22. April - 21. Mai 2006
Screening & Konferenz: 22. - 23. April 2006

‘Television ate my family.’                                        Lance Loud


Anticipating the current deluge of ‘reality TV’ programming by three decades, producer Craig Gilbert’s innovative 1973 television series An American Family is a landmark of nonfiction film and marks a critical moment in postwar American culture. Drawing on numerous precedents in observational filmmaking — from Frederick Wiseman and Jean Rouch to Andy Warhol — the programme chronicles seven months in the lives of the Loud family of Santa Barbara, California.


The Louds were selected as an emblematic nuclear family pulled apart by the cultural shifts that marked America’s transition into the 1970s. Filmmakers Alan and Susan Raymond captured 300 hours of film that were edited to twelve one-hour episodes aired weekly on PBS.


From the first broadcast on 11 January 1973, the series quickly became a national media event viewed by millions. The ensuing depictions of divorce,

West Coast affluence, and open homosexuality provoked a fervent publicdebate about the nation’s value system, its attitudes towards family and sexuality, and about television’s role in depicting and constructing the American character. An American Family was among the first television series to transform ‘ordinary people’ into media celebrities.

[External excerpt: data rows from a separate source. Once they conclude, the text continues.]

PR #670, opened 2023-03-14
Adjust wireless network configuration

viktorxda:
The idea is to replace the wifi configuration with a script that can be customized to support additional modules.
If a wifi module is found it will open an access point for five minutes, it shows up as OpenIPC with the password 12345678
When connected, a script can be used to adjust the credentials and connect it to a new access point:
```
wireless setup [SSID] [PASS]
wireless connect
```

Ethernet is still accessible at 192.168.2.10 for troubleshooting.

wpa_supplicant requires additional ap support:
`BR2_PACKAGE_WPA_SUPPLICANT_AP_SUPPORT=y`


FlyRouter (changes requested):
Thank you for your work.
Your idea is very interesting, but we can't accept it as it is now.
This is due to the fact that, in order not to break already working devices, you need to do a lot of testing and additions beforehand.
Your work is very valuable for us, I hope you understand the reason for freezing this commit. We can discuss this in the Issues to this PR.

FlyRouter (commented):
We also need to enable the option `CONFIG_UDHCPD=y` in the configuration file `general/package/busybox/busybox.config` to stop this service by default or to bind it to the WiFi mode AP/STA

viktorxda:
I can fully understand your reasoning.
I changed the interfaces file back to the default setting, so eth0 is unaffected by the script changes.
One option might be to add a new generic wifi package that will 'sed' the interfaces to the new scripts.

udhcpd will now also be terminated after the 5min timer.
The current changes are working fine with the SSC338Q, i will test this later with the HI3516EV300 as well.

FlyRouter:
Also remember to enable the DHCPD applet in busybox on this commit.

viktorxda:
Thanks.
I have checked both busybox configs, only busybox-initramfs.config is missing CONFIG_UDHCPD, but i can adjust that if needed.
I assume this could be solved with some additional checks, with ipcinfo / sysfs entries.

FlyRouter:
Great, thanks for the information.
It's just that it was off before, so someone has already fixed it. Add some info to the wiki and your patch will be included with thanks in the release.

FlyRouter (approved):

viktorxda:
I have another suggestion, instead of altering the current overlay files, the new wireless files could be copied from a new package.
This way it won't break the existing devices and the tested wirless devices can have the intended accesspoint functionality by default.

The suggested package would be:
`BR2_PACKAGE_WIRELESS_CONFIGURATION=y`

FlyRouter:
Thank you very much for the final PR and explanations after communication in person. 
After checking the CI, I'll be sure to do a merge.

While many public intellectuals condemned the series, it fascinated several prominent artists and academics, such as Dan Graham, John Cage, and anthropologist Margaret Mead, who claimed in a 1973 issue of TV Guide: "In An American Family nobody knew what was going to happen. The result is certainly not fiction, nor is it the conventional TV documentary (...) It is a new kind of art form. It is, I believe, as new and as significant as the invention of drama or the novel — a new way in which people can learn to look at life by seeing the real life of others interpreted by the camera."